* [Instructions for the task]: Give back exactly the stretch of data below from the line holding "Create entrypoint script" through the line holding "containers to buildah's containers.", both ends included, and leave the remaining lines out.

* [Exercise data]:
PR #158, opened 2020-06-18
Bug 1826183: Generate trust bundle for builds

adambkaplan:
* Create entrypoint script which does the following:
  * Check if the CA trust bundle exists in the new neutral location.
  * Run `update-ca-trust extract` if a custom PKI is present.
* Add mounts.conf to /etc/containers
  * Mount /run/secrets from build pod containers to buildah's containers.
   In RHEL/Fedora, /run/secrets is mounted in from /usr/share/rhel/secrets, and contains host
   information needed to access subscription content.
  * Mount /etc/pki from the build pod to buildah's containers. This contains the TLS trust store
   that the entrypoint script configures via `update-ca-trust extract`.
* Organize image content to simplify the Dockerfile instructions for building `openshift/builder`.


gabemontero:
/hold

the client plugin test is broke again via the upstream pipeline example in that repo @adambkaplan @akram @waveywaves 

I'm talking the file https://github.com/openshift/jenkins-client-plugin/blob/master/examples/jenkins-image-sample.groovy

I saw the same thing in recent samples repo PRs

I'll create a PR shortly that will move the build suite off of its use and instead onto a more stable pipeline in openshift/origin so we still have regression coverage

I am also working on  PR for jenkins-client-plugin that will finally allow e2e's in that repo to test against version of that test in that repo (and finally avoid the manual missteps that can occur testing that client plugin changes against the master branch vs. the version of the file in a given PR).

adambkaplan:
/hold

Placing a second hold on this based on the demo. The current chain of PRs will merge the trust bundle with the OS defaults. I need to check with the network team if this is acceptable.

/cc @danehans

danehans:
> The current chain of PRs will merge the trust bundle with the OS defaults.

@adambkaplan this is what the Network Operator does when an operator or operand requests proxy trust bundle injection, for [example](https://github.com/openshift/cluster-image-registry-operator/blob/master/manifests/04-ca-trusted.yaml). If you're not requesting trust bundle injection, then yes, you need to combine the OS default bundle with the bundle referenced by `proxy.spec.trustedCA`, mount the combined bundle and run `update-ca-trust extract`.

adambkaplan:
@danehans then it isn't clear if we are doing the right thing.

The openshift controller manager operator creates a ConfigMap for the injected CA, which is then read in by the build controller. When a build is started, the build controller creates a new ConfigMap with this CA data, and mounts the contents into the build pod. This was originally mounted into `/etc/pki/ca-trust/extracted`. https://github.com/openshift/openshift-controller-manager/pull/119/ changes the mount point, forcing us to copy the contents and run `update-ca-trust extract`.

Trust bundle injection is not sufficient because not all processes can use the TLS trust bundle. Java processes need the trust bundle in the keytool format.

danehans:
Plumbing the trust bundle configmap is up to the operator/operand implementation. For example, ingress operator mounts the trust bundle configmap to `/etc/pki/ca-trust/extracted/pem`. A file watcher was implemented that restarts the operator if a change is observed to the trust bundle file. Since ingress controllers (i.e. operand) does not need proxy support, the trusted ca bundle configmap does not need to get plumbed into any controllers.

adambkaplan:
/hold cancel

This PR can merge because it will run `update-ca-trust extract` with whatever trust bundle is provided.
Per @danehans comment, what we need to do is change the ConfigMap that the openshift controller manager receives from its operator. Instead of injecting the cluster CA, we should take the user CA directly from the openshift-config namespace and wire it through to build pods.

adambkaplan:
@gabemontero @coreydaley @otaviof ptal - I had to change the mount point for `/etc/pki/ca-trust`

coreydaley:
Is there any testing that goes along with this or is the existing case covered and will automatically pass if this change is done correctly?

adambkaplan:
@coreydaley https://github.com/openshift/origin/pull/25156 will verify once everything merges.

* [Final answer]:
* Create entrypoint script which does the following:
  * Check if the CA trust bundle exists in the new neutral location.
  * Run `update-ca-trust extract` if a custom PKI is present.
* Add mounts.conf to /etc/containers
  * Mount /run/secrets from build pod containers to buildah's containers.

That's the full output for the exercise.